Close look confirms two eyes on Venus
By Ron Cowen
A spacecraft that recently arrived at Venus has confirmed the presence of an unusual storm feature—two giant, hurricanelike eyes within a storm at the planet’s south pole.
The European Space Agency’s Venus Express first observed the vortex soon after the craft entered orbit around Venus on April 11. Express’ initial, distant path provided a global view of the planet, including a glance at the double vortex. In late May, the craft flew over the south pole and took a closer look at the storm.
Two previous missions to Venus more than 2 decades ago, Pioneer-Venus and Mariner 10, caught a glimpse of storms above the south pole, but the double-vortex pattern had never before been discerned.
A spectrometer on Express provided snapshots of the double vortex at various depths by observing the storm at several infrared wavelengths. The instrument reveals that the temperature and cloud density associated with the vortex vary with altitude.
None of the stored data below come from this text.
Issue #11156, opened 2021-05-17
Save information about what installation method was used when installing Netdata.


Ferroin:
This will both let us collect this data in our anonymous statistics, and provide a way for users to definitively tell us how they installed Netdata without having to remember it or look through shell history.

The current plan is to store this in a way that we can easily retrieve it with the anonymous statistics script and that users can easily check it themselves. Most likely this will be a file that gets installed somewhere under `/usr/share/netdata` containing just the tag indicating the type of install.

The intent is to identify the following types of install:

* `custom`: Anything not covered by the other identifiers, including manual builds and third-party packages.
* `kickstart-build`: Normal `kickstart.sh` install.
* `kickstart-static-<arch>`: Installation of a static build using `kickstart-static64.sh`, built for the specified architecture. The architecture should be embedded here so we can catch cases of users trying to install for the wrong CPU architecture (the install itself will succeed if they do, they just won’t be able to actually run anything).
* `manual-static-<arch>`: Installation of a static build by manually executing the self-extracting archive for the static install, built for the specified architecture.
* `oci-<arch>`: Installed using our official Docker images, though not necessarily running on Docker, built for the specified architecture.
* `binpkg-deb-<distro>-<release>-<arch>`: Installed using our official DEB packages, built for the given distro, release, and architecture. The distro and release info here is relevant to help diagnose issues if users are using the packages on ‘compatible’ systems that are not an exact match for the distro the package was built for (for example, using our Debian 10 packages on LMDE 4, which _should_ work, but may not). The architecture info is relevant for differentiating multiarch installs (they’ll report as the host CPU arch, even if the code is built for a different supported architecture).
* `binpkg-rpm-<distro>-<release>-<arch>`: Installed using our official RPM packages, built for the given distro, release, and architecture.

PR #11157, opened 2021-05-18
Store info about the installation type for later retrieval.

Ferroin:
##### Summary

This adds a file called `.install-type` in the system configuration directory for Netdata (usually `/etc/netdata` or `/opt/netdata/etc/netdata`), which will contain a couple of key/value pairs (one per line, in a format suitable for sourcing from a shell script) identifying properties of the installation method. The following key names are defined for this file:

* `INSTALL_TYPE`: Will always be present, and will consist of a single string identifying the installation method. See below for possible values.
* `PREBUILT_ARCH`: Will be present for any prebuilt installation method (Docker images, static builds, and binary packages), and will contain the CPU architecture that Netdata was built for. This makes it easier to identify cases of users installing for the wrong CPU architecture, as well as letting us see how many people are using alternate architecture installs (for example, running a 32-bit build on a 64-bit OS).
* `PREBUILT_DISTRO`: Will be present for official binary packages, and will contain a string identifying the distribution and release of that distribution that the package was built for. This will help us diagnose any issues that arise from using a package on a ‘compatible’ distro (for example, using a Debian 10 package on LMDE 4, or a CentOS 8 package on RHEL 8).

Possible values added by this PR are:

* `custom`: Anything not covered by the other identifiers, including manual builds, manually running `netdata-installer.sh`, and third-party packages.
* `kickstart-build`: Normal `kickstart.sh` install.
* `legacy-build`: Used for pre-existing `kickstart.sh` or `netdata-installer.sh` installs when they have recieved this update. This exist because we cannot determine how the install originally happened.
* `kickstart-static-<arch>`: Installation of a static build using `kickstart-static64.sh`, built for the specified architecture.
* `manual-static-<arch>`: Installation of a static build by manually executing the self-extracting archive for the static install.
* `legacy-static`: Same as `legacy-build`, but for static installs.
* `oci`: Installed using our official Docker images, though not necessarily running on Docker.
* `binpkg-deb`: Installed using one of our official DEB packages.
* `binpkg-rpm`: Installed using one of our official RPM packages.

This information will be used for three purposes:

* Reporting the exact installation type as part of our anonymous statistics. This will help us identify issues with specific types of installations, as well as helping us decide which installation methods to focus our efforts on improving. The actual changes required for this will be added in a separate PR.
* Making the install scripts better at catching and properly handling cases of attempting to install over an existing installation of a different type. Currently we have very heavy-handed checks to prevent this situation from happening because it is very likely to break things. With these changes though we should be able to update the installer to handle certain cases transparently to the user without breaking anything.
* Providing a way for users to verify which installation method was used to install Netdata. This is not especially significant at the moment, but will become much more significant in the future when we update the installer to default to using pre-built packages whenever possible.

For pre-existing installs:

* Locally built installs updated through `netdata-updater.sh` will be identified as `legacy-build`.
* Static build installs updated through `netdata-updater.sh` will be identified as `legacy-static`, but will not have a `PREBUILT_ARCH` value.
* All other types will automatically end up with the correct identifier for their install method.

##### Component Name

area/packaging

##### Test Plan

The build changes are minimal and can be tested trivially by just building Netdata. The actual logic handling of the various possible values for the `.install-type` file is also pretty easy, with most of the possible cases being a simple matter of using the code from this branch for the install. The only tricky case is the `kickstart-static-*` values, which will only work correctly if the `kickstart-static64.sh` script from this PR is used to install a static build which was also created from the PR (this is needed to ensure we properly report the architecture the static build was created for, instead of the architecture that it’s being installed on).

##### Additional Information

Fixes: #11156 

The changes for the `binpkg-*` values will is handled in https://github.com/netdata/helper-images/pull/118.


MrZammler:
Hi @Ferroin ! Looks nice! Just a question: 

Would for analytics purposes require some parsing of the value in the file? Or would it just reporting the exact value be ok ? i.e. we'll have a value of `kickstart-static-<arch>` . If that's reported as is, then to answer the question "How many use kickstart static regardless of arch", would require to either know every possible value of `<arch>`, or make a query with `like kickstart-static-%`.

Same e.g. for `binpkg-deb-<distro>-<release>-<arch>`. Would it maybe make sense to have 2 rows in the file? The first being the broad category (e.g. `kickstart-static`, `manual-static`, `binpkg-deb`, etc), and the second `<arch>`, etc ?

Or we can add a pre-defined field delimiter, and analytics code or agent can split. Again, it depends on what we want to have in posthog, @andrewm4894 any thoughts?

andrewm4894:
> Or we can add a pre-defined field delimiter, and analytics code or agent can split. Again, it depends on what we want to have in posthog, @andrewm4894 any thoughts?

We could use, simple enough, json and handle it in the posthog plugin then or even some string format like "key1=val1,key2=val2" and we could then wrangle that as needed in the posthog plugin (assuming data not going to get too messy and have keys or values that have "," or "=" in them).

andrewm4894:
Or if we have a very controlled vocab of strings (like in issue description above) then we can just handle that in the posthog plugin too. Might be a bit more fragile in some sense if things ever change. I think a json string would be best and most future proof in the even if that was to change posthog would just evolve with it but if thats too messy in terms of getting the info in the file then i'm happy to work with whatever is easiest and/or most efficient way to put some sort of info in the file and just send that raw string on to posthog.

MrZammler:
Also, a question: Will this file be created from an e.g. agent on nightlies that will be updated when a new nightly is out, or will it appear only for fresh/new installations?

Ferroin:
The caveat to using JSON here is that all of this is being generated using shell script, and constructing JSON properly in that case (when we _cannot_ count on having `jq`) is non-trivial and error prone.

The actual list of possible values is not likely to change significantly over time, but will change, and it’s important, especially for the binary packages) that that change does not need to be coordinated across multiple repos.

I think a multi-line approach is probably our best option here, ideally three lines, the first being the install type, the second being the build architecture for pre-built stuff (that is, the `<arch>` value in the existing one-line strings) and the third bieing a distro and release if it’s a binary package.

Ferroin:
> Also, a question: Will this file be created from an e.g. agent on nightlies that will be updated when a new nightly is out, or will it appear only for fresh/new installations?

It depends.

Docker images and our official binary packages will get the correct value automatically when they update.

Existing static installs will end up with the appropriate `manual-static-*` on update (we can’t detect if they were originally installed by hand or using the kickstart script, so this is the only option).

The tricky case is updates to installs that were done using the kickstart installer. Those will at the moment end up with `custom` because we cannot detect that it was installed using the kickstart installer instead of a manual build or manually running `netdata-installer.sh` (and we can’t mark `netdata-installer.sh` installs, because that will interfere with our docker images and static builds). I can easily change that though so that they get some other value (perhaps `legacy` or `unknown`?) if so desired.

andrewm4894:
@Ferroin is it possible to also add a timestamp of install to this file perhaps? Could be useful to know the age of the install to understand a bit better about the velocity of updates if this was to change regular enough or even if not then time of install could be useful for understanding the 'age' of the install for various other reasons. 

I think having a timestamp of install could help us understand more about the velocity of updates and agent version changes which could be useful. Thoughts?

Ferroin:
> @Ferroin is it possible to also add a timestamp of install to this file perhaps? Could be useful to know the age of the install to understand a bit better about the velocity of updates if this was to change regular enough or even if not then time of install could be useful for understanding the 'age' of the install for various other reasons.
> 
> I think having a timestamp of install could help us understand more about the velocity of updates and agent version changes which could be useful. Thoughts?

Do you mean when the original install happened, or when the last update happened? The second case is something we don’t actually need any new code to save, because we can just check the creation time of the `netdata` binary itself to determine that relatively reliably.

andrewm4894:
> Do you mean when the original install happened, or when the last update happened? 

Both ideally. so one line for first install and another line for last install.

MrZammler:
Perhaps we can check for `first install` by the creation date of e.g. `/etc/netdata/` ?

Ferroin:
> Perhaps we can check for `first install` by the creation date of e.g. `/etc/netdata/` ?

That may work. I’m not sure if `mkdir -p` messes with ctime for directories that already exist though...

Ferroin:
Closing and reopening to forcibly re-run checks...

Ferroin:
@MrZammler Actually, for the case of checking the install time, the better option is probably `/var/lib/netdata/registry/netdata.public.unique.id`. `/etc/netdata` will report the build time for docker images, not the initial ‘install’ time, but the machine ID will report when that instance was first run.

Ferroin:
@MrZammler @andrewm4894 I’ve updated the handling of the install type file (and updated the description of the PR to match).

Short version is that you can now just source the `.install-type` file and it will set an `INSTALL_TYPE` variable identifying the type of install, and possibly `PREBUILT_ARCH` and `PREBUILT_DISTRO` for the other parts that had been in the tag if they’re relevant.

MrZammler:
Ok, @Ferroin ! I think it looks good! And since these are now env variables, perhaps `.install-type` could be sourced from `system-info.sh` (but it doesn't know where etc/ is...), assign those env variables to `NETDATA_...` ones, and use those in `anonymous-statistics.sh` script :-) Voila, no agent change required! (Lazy mode on :-) ).But, ok, we'll see if it's possible, we'll see how we'll get them there.

MrZammler:
(Btw, probably related, but might not - general idea). Since some times when a user has a problem, we ask for things such as the install type, environment, or some lines from his logs. Now that this is here, could there be another script which the user runs when we ask him (even when submitting a bug report) that would gather some information (like this, the install method) and provide it to us for debugging?

Ferroin:
> Ok, @Ferroin ! I think it looks good! And since these are now env variables, perhaps `.install-type` could be sourced from `system-info.sh` (but it doesn't know where etc/ is...), assign those env variables to `NETDATA_...` ones, and use those in `anonymous-statistics.sh` script :-) Voila, no agent change required! (Lazy mode on :-) ).But, ok, we'll see if it's possible, we'll see how we'll get them there.

Actually, that’s probably the best way to handle this overall, as this is kind of stuff that we probably want exposed through other places that the `system-info.sh` data gets shown.

> (Btw, probably related, but might not - general idea). Since some times when a user has a problem, we ask for things such as the install type, environment, or some lines from his logs. Now that this is here, could there be another script which the user runs when we ask him (even when submitting a bug report) that would gather some information (like this, the install method) and provide it to us for debugging?

The problem is that we can’t really rely unconditionally on stuff pulled in by the install itself, because that obviously won’t be helpful if it’s an install issue.

I’ve honestly been meaning to just write a script for this specific purpose though.

Ferroin:
@netdata/agent Does anybody know why the changes here might be causing `system/.install-type` to have it’s permissions changed in the source tree when `make install` is run? That’s what’s causing the `.gitignore` check in CI to fail, and we really do not want this file to be executable (because it is, quite simply, not an executable or a script).

andrewm4894:
@Ferroin can you add a sort of spec for the `.install-type` file in the issue description? 

Just so i'm sure i understand it. I think what would be great would be something like:

```
<first_install_timestamp>
<last_install_timestamp>
<install_type>
<arch>
<release>
```

i think if we add something like above to the description then we can evolve and maintain it as we finalize how we want it. 

once we agree on this file then i can work with @MrZammler to consume this into into the telemetry.

Ferroin:
> @Ferroin can you add a sort of spec for the `.install-type` file in the issue description?
> 
> Just so i'm sure i understand it. I think what would be great would be something like:
> 
> ```
> <first_install_timestamp>
> <last_install_timestamp>
> <install_type>
> <arch>
> <release>
> ```
> 
> i think if we add something like above to the description then we can evolve and maintain it as we finalize how we want it.
> 
> once we agree on this file then i can work with @MrZammler to consume this into into the telemetry.

For the install timestamps, it’s going to be more reliable to look at specific files on the filesystem. The most recent install can be reasonably approximated by checking the ctime of the `netdata` binary itself, and the time of first install can be reasonably accurately approximated by checking the ctime of `/var/lib/netdata/registry/netdata.public.unique.id` (this is created on first run, which is the only way to get this info accurately for a Docker container).

The general format of the rest of the data though is roughly as follows:

* The first line will _always_ start with `INSTALL_TYPE=`, followed directly by the installation type as outlined in the PR description, wrapped in single quotes.
* The second line, if it exists, will always start with `PREBUILT_ARCH=`, and list the architecture name Netdata was built for (as would be output by `uname -m` on the build machine), wrapped in single quotes. This will only be present for prebuilt binary distributions of Netdata.
* The third line, if it exists, will always start with `PREBUILT_DISTRO=`, and will list the distribution name and release version that the Netdata package was built for, wrapped in single quotes. This will only be present for binary packages.

So, a regular kickstart install will give a file containing:

```bash
INSTALL_TYPE='kickstart-build'
```

A static build for 64-bit x86 that was installed by directly running the self-extracting archive will give:

```bash
INSTALL_TYPE='manual-static'
PREBUILT_ARCH='x86_64'
```

An ARM docker image will give something like:

```bash
INSTALL_TYPE='oci'
PREBUILT_ARCH='armhf'
```

And a 32-bit x86 binary package for Debian 9 will give somethinglike:

```bash
INSTALL_TYPE='binpkg-deb'
PREBUILT_ARCH='i686'
PREBUILT_DISTRO='Debian 9.0'
```

knatsakis (approved):

andrewm4894 (approved):
lgtm in terms of the information we want to add to telemetry

MrZammler (approved):
Looks good!

joelhans:
@Ferroin Sorry I didn't dig into this PR earlier, but does this have any immediate implications for our recommendations around [upgrading](https://learn.netdata.cloud/docs/agent/packaging/installer/update#determine-which-installation-method-you-used)? We have a lot of checks in that doc to help users find the right installation method and retain their installation options.

Ferroin:
> @Ferroin Sorry I didn't dig into this PR earlier, but does this have any immediate implications for our recommendations around [upgrading](https://learn.netdata.cloud/docs/agent/packaging/installer/update#determine-which-installation-method-you-used)? We have a lot of checks in that doc to help users find the right installation method and retain their installation options.

Hmm, that’s actually a good point. This should, in theory, make it much easier to determine your install method. In general, checking the type this way will only reliably identify new installs, but for those with new installs it0s a significant step up from the current situation.

nothub:
it seems like this broke updates...

```
/etc/cron.daily/netdata-updater:
cat: /opt/netdata/etc/netdata/.install-type: No such file or directory
```

ilyam8:
Thanks for reporting @nothub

It’s as if “we were looking at different structures, rather than a single one,” says Express researcher Pierre Drossart of the Paris Observatory in France.
High-speed winds that blow westward around the planet, combined with the rise and fall of hot air in the atmosphere, are known to create vortices, but how the double vortex formed at the poles remains a puzzle.
The European Space Agency released the latest observations on July 12.